__DIRECTIONS FOR THIS TASK__: Find the lines in the records below that contain "Forge", and report each of them.

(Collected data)
══════
PR #158, opened 2020-01-28
Start with cleaner plate

### LINKED ISSUE #157: Don't inherit potentially irrelevant metadata from parents
This issue stems from the conversation of #128.  The general discussion was around clearing inherited metadata that causes issues in the IG Publisher or is potentially irrelevant to the profile.  The main concern of #128 was the `"comment"` field, which is in `ElementDefinition`.  We've currently decided _not_ to address that because clearing comments would cause _many_ differential elements.

This issue is to point out that the top-level metadata of profiles and extensions still inherits many fields that are potentially irrelevant or wrong for the profile/extension.  We should remove those.  I proposed an approach on Zulip here: https://chat.fhir.org/#narrow/stream/179252-IG-creation/topic/Bad.20links.20on.20Detailed.20Description.20tab/near/186460459

I've also copied the approach in case something happens to the zulip:

* **id** - overwrite w/ new id
* **meta** - clear
* **implicitRules** - clear
* **language** - clear
* **text** - clear
* **contained** - clear
* **extension** - clear (see https://github.com/FHIR/sushi/issues/116)
* **modifierExtension** - clear
* **url** - overwrite w/ new url
* **identifier** - clear
* **version** - overwrite w/ IG version (author can override if maintaining per-profile versions)
* **name** - overwrite w/ new name
* **title** - clear or overwrite w/ new title (if applicable)
* **status** - currently defaults to `active` but FSH should add (required?) keyword
* **experimental** - clear
* **date** - clear
* **publisher** - clear (or overwrite w/ publisher from config?)
* **contact** - clear (or overwrite w/ contributors from config?)
* **description** - clear or overwrite w/ new description (if applicable)
* **useContext** - clear
* **jursidiction** - clear
* **purpose** - clear
* **copyright** - clear
* **keyword** - clear or keep? Would parent keywords still be applicable to child profiles?
* **fhirVersion** - set to target version (should match anyway)
* **mapping** - keep (assuming mappings are still valid and because removing them would require use to remove mappings from every element, creating tons of diffs)
* **kind** - keep (this should not change)
* **abstract** - keep or set to false.  If you set an abstract profile as a parent should you need to explicitly toggle abstractness to `false`?  Or should we default to `false`?
* **context** - keep (assuming context is still valid for child extensions)
* **contextInvariant** - keep (assuming context is still valid for child extensions)
* **type** - keep (this should not change for profiles or extensions)
* **baseDefinition** - overwrite w/ the parent URL of the new profile/extension
* **derivation** - set to constraint (so far, SUSHI only supports constraints)
* **snapshot** - keep, but elements will obviously be overwritten by constraints
* **differential** - clear, as the differential starts from scratch to reflect changes the profile has made to the parent

cmoesel:
When creating a profile, start from a cleaner slate, clearing potentially irrelevant metadata from the parent.  This PR fixes #157.

The unit tests show the basic functionality.  You can also verify by generating profiles/extensions using the `master` branch and then generating them with this branch.  A file compare will show the differences.

### DIFF
--- a/test/export/StructureDefinitionExporter.test.ts
+++ b/test/export/StructureDefinitionExporter.test.ts
@@ -91,7 +91,7 @@ describe('StructureDefinitionExporter', () => {
     expect(exported.version).toBe('0.0.1'); // provided by config
     expect(exported.name).toBe('Foo'); // provided by user
     expect(exported.title).toBeUndefined();
-    expect(exported.status).toBe('active'); // always active
+    expect(exported.status).toBe('draft'); // always active
     expect(exported.experimental).toBeUndefined();
     expect(exported.date).toBeUndefined();
     expect(exported.publisher).toBeUndefined();
@@ -197,7 +197,7 @@ describe('StructureDefinitionExporter', () => {
     expect(exported.version).toBe('0.0.1'); // provided by config
     expect(exported.name).toBe('Foo'); // provided by user
     expect(exported.title).toBeUndefined();
-    expect(exported.status).toBe('active'); // always active
+    expect(exported.status).toBe('draft'); // always active
     expect(exported.experimental).toBeUndefined();
     expect(exported.date).toBeUndefined();
     expect(exported.publisher).toBeUndefined();
--- a/test/export/StructureDefinitionExporter.test.ts
+++ b/test/export/StructureDefinitionExporter.test.ts
@@ -52,7 +52,7 @@ describe('StructureDefinitionExporter', () => {
   });
 
   // Profile
-  it('should set all metadata for a profile', () => {
+  it('should set all user-provided metadata for a profile', () => {
     const profile = new Profile('Foo');
     profile.id = 'foo';
     profile.parent = 'Observation';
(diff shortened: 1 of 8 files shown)


test/export/StructureDefinitionExporter.test.ts
```diff
@@ -69,7 +69,63 @@ describe('StructureDefinitionExporter', () => {
...
+    doc.profiles.set(profile.name, profile);
+    exporter.exportStructDef(profile);
+    const exported = pkg.profiles[0];
+
+    expect(exported.id).toBe('Foo'); // defaulted from user-provided name
+    expect(exported.meta).toBeUndefined();
+    expect(exported.implicitRules).toBeUndefined();
+    expect(exported.language).toBeUndefined();
+    expect(exported.text).toBeUndefined();
+    expect(exported.contained).toBeUndefined; // inherited from Observation
```
kjmahalingam: I'm not sure if this makes a difference (but I noticed it thanks to GitHub syntax highlighting). This is a `toBeUndefined` the property rather than `toBeUndefined()`. I can see that causing issues with some libraries, so could you either fix this or explain why it is this way if it should be?

test/export/StructureDefinitionExporter.test.ts
```diff
@@ -69,7 +69,63 @@ describe('StructureDefinitionExporter', () => {
...
+      {
+        identity: 'sct-attr',
+        uri: 'http://snomed.org/attributebinding',
+        name: 'SNOMED CT Attribute Binding'
+      }
+    ]); // inherited from Observation
+    expect(exported.kind).toBe('resource'); // inherited from Observation
+    expect(exported.abstract).toBe(false); // always abstract
+    expect(exported.context).toBeUndefined; // inherited from Observation
+    expect(exported.contextInvariant).toBeUndefined; // inherited from Observation
```
kjmahalingam: Line 124 and 125 both have the same concern as line 86 above.

test/export/StructureDefinitionExporter.test.ts
```diff
@@ -119,21 +167,66 @@ describe('StructureDefinitionExporter', () => {
...
+    doc.profiles.set(extension.name, extension);
+    exporter.exportStructDef(extension);
+    const exported = pkg.extensions[0];
+
+    expect(exported.id).toBe('Foo'); // defaulted from user-provided name
+    expect(exported.meta).toBeUndefined();
+    expect(exported.implicitRules).toBeUndefined();
+    expect(exported.language).toBeUndefined();
+    expect(exported.text).toBeUndefined();
+    expect(exported.contained).toBeUndefined; // inherited from patient-mothersMaidenName
```
kjmahalingam: Same as before.

test/export/StructureDefinitionExporter.test.ts
```diff
@@ -119,21 +167,66 @@ describe('StructureDefinitionExporter', () => {
...
+    expect(exported.keyword).toBeUndefined();
+    expect(exported.fhirVersion).toBe('4.0.1'); // Inherited from patient-mothersMaidenName
+    expect(exported.mapping).toEqual([
+      { identity: 'v2', uri: 'http://hl7.org/v2', name: 'HL7 v2 Mapping' },
+      { identity: 'rim', uri: 'http://hl7.org/v3', name: 'RIM Mapping' }
+    ]); // inherited from patient-mothersMaidenName
+    expect(exported.kind).toBe('complex-type'); // inherited from patient-mothersMaidenName
+    expect(exported.abstract).toBe(false); // always abstract
+    expect(exported.context).toEqual([{ type: 'element', expression: 'Patient' }]); // inherited from patient-mothersMaidenName
+    expect(exported.contextInvariant).toBeUndefined; // inherited from patient-mothersMaidenName
```
kjmahalingam: Same as before.

test/export/StructureDefinitionExporter.test.ts
cmoesel: You are right.  I missed the `()`.  Multiple times (copy/paste).  I'll fix it.

cmoesel:
Someone from Firely just revealed the Forge strategy (which fields they keep, which they clear, and what default values they use.  It's extremely close to what I did in this PR, but there are a few minor differences.  Let's hold off on merging this until we can discuss.

cmoesel:
OK, PR is updated w/ changes from discussion on Zulip.  In short, we align better w/ Forge's approach now.  This also included changing the default value of `status` from `active` to `draft`.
══════
__FINISHED EXERCISE__:
Someone from Firely just revealed the Forge strategy (which fields they keep, which they clear, and what default values they use.  It's extremely close to what I did in this PR, but there are a few minor differences.  Let's hold off on merging this until we can discuss.
OK, PR is updated w/ changes from discussion on Zulip.  In short, we align better w/ Forge's approach now.  This also included changing the default value of `status` from `active` to `draft`.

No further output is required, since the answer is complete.